Artigo: Valorização dos policiais federais: por que precisamos?
*Luciano Leiro
A reestruturação das carreiras policiais ligadas ao Ministério da Justiça, incluída no orçamento para 2022, vem ocupando espaço central nas discussões em redes sociais e debates na imprensa. É compreensível que se queira discutir alterações orçamentárias tendo em vista a atual situação do país, contudo, não podemos deixar que uma visão simplista da gestão dos gastos públicos seja divulgada sem as devidas considerações.
Primeiramente, essa discussão só foi possível depois de uma luta contínua travada por servidores federais da segurança pública e suas respectivas entidades de classe. A dedicação em torno do tema, do Ministro da Justiça, do Diretor-Geral e de parlamentares, inclusive do relator, só existiu porque a medida é importante e urgente.
O próprio Presidente da República reconheceu publicamente que é fundamental corrigir as injustiças históricas que assolam a segurança pública, deixando claro o quanto é necessária e pertinente a valorização das carreiras policiais da União.

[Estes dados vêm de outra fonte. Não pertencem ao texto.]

PR #619, opened 2023-05-16
jv-jdbc hw first solution

kcasPilot:


src/main/java/mate/jdbc/dao/ManufacturerDaoImpl.java
```diff
@@ -0,0 +1,133 @@
...
+            throw new DataProcessingException("The manufacturer can't be null");
+        }
+        if (manufacturer.getId() == null) {
+            throw new DataProcessingException(
+                    "Can't update data for manufacturer with id=NULL: " + manufacturer);
+        }
+        if (get(manufacturer.getId()).isEmpty()) {
+            throw new DataProcessingException(
+                    "The manufacturer: " + manufacturer + " doesn't exist in DB");
+        }
```
kozhukhovsky, line 89:
```suggestion
```

kozhukhovsky: Such checks must be done in the service

kozhukhovsky (approved):

src/main/java/mate/jdbc/dao/ManufacturerDaoImpl.java
kcasPilot: Ok, thanks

Nos últimos anos, categorias ligadas à segurança pública são as que mais amargaram derrotas, como por exemplo durante a reforma da previdência, onde havia um compromisso do governo federal de promover uma reestruturação em conjunto com as forças armadas, em razão das peculiaridades da profissão. Isso não ocorreu e inúmeros direitos foram perdidos.
Hoje, um policial que morre no exercício da sua função, na maioria dos casos, deixa a família desamparada, com direito a uma pensão de apenas 60% do subsídio.

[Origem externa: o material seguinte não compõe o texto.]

PR #627, opened 2023-05-27
task was implemented

MaxSkory:


src/main/java/mate/jdbc/dao/ManufacturerDaoImpl.java
```diff
@@ -0,0 +1,109 @@
...
+        String sqlRequest = "SELECT * FROM manufacturers WHERE is_deleted = FALSE;";
+        List<Manufacturer> manufacturers = new ArrayList<>();
+        try (Connection connection = ConnectionUtil.createConnection();
+                 PreparedStatement statement = connection.prepareStatement(sqlRequest)) {
+            ResultSet resultSet = statement.executeQuery();
+            while (resultSet.next()) {
+                Long id = resultSet.getObject("id", Long.class);
+                String name = resultSet.getString("name");
+                String country = resultSet.getString("country");
+                manufacturers.add(new Manufacturer().setId(id).setName(name).setCountry(country));
```
olekskov, line 32: This logic is nearly identical to lines 47-49.
Please introduce separate private method that will convert resultSet to model and use it in both get() and getAll() methods

src/main/java/mate/jdbc/dao/ManufacturerDaoImpl.java
```diff
@@ -0,0 +1,109 @@
...
+                return null;
+            }
+        } catch (SQLException e) {
+            throw new DataProcessingException("Can't update record for " + manufacturer, e);
+        }
+        return manufacturer;
+    }
+
+    public boolean delete(Long id) {
+        String sqlRequest = "UPDATE manufacturers SET is_deleted = TRUE WHERE id = ?;";
```
olekskov, line 95: Would be great to add check for is_deleted here also to receive proper result (false) in case user tries to delete same manufacturer multiple times

src/main/java/mate/jdbc/dao/ManufacturerDaoImpl.java
```diff
@@ -0,0 +1,109 @@
...
+                manufacturer.setId(generatedKeys.getObject(1, Long.class));
+            }
+        } catch (SQLException e) {
+            throw new DataProcessingException("Can't create new record for " + manufacturer, e);
+        }
+        return manufacturer;
+    }
+
+    public Manufacturer update(Manufacturer manufacturer) {
+        String sqlRequest = "UPDATE manufacturers SET name = ?, country = ? WHERE id = ?;";
```
olekskov, line 78: We shouldn't update deleted records

olekskov (changes requested):

src/main/java/mate/jdbc/dao/ManufacturerDaoImpl.java
```diff
@@ -0,0 +1,119 @@
...
+                manufacturers.add(getManufacturer(resultSet));
+            }
+            return manufacturers;
+        } catch (SQLException e) {
+            throw new DataProcessingException("Can't retrieve records from DB", e);
+        }
+    }
+
+    public Optional<Manufacturer> get(Long id) {
+        String sqlRequest = "SELECT * FROM manufacturers WHERE id = ? AND is_deleted = FALSE;";
```
okuzan, line 38:
```suggestion
        String query = "SELECT * FROM manufacturers WHERE id = ? AND is_deleted = FALSE;";
```
when we talk about DB we call it query rather than request

src/main/resources/init_db.sql
```diff
@@ -0,0 +1,23 @@
...
+) ENGINE=InnoDB AUTO_INCREMENT=44 DEFAULT CHARSET=UTF8MB4;
+CREATE TABLE IF NOT EXISTS taxi_service.drivers (
+                           `id` bigint NOT NULL AUTO_INCREMENT,
+                           `first_name` varchar(255) DEFAULT NULL,
+                           `last_name` varchar(255) DEFAULT NULL,
+                           `car` bigint DEFAULT NULL,
+                           PRIMARY KEY (`id`)
+) ENGINE=InnoDB DEFAULT CHARSET=UTF8MB4;
+
+
```
okuzan, line 23: extra lines

okuzan (approved):
Good job!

Vale ressaltar também, que na PEC emergencial, novamente compromissos publicamente assumidos não foram cumpridos, gerando novas perdas para a categoria. Já a Lei Complementar 173/2020 impediu qualquer tipo de gasto para valorização das carreiras ao longo de 2021, com possibilidade do acionamento de gatilho fiscal nos anos seguintes.
Isso sem falar das condições de trabalho da Polícia Federal, que atua de norte a sul do país. Por conta da falta de efetivo, o servidor da PF, muitas vezes, é obrigado a atuar em regime de sobreaviso mensal sem qualquer remuneração extra ou compensação de horário. Os delegados de polícia, por sua vez, têm que decidir, em pouco tempo, sobre questões cruciais ao cidadão, como a privação de sua liberdade, correndo, ainda, o risco de responder por abuso de autoridade em razão da interpretação no caso concreto. E o principal, todos os policiais federais iniciam suas atividades funcionais em regiões de fronteira consideradas extremamente perigosas.
O Policial Federal trabalha em regime de dedicação exclusiva, sem privilégios, benefícios extras, auxílio moradia ou qualquer outro “penduricalho”. Ele não recebe supersalários, tão somente o subsídio; não tendo qualquer tipo de aumento ou bônus por produtividade; sem direito a hora extra ou honorários e, muitas vezes, acabam pagando para trabalhar, já que é comum deslocamentos em missões sem diária suficiente para cobrir os custos de hospedagem, alimentação e transporte.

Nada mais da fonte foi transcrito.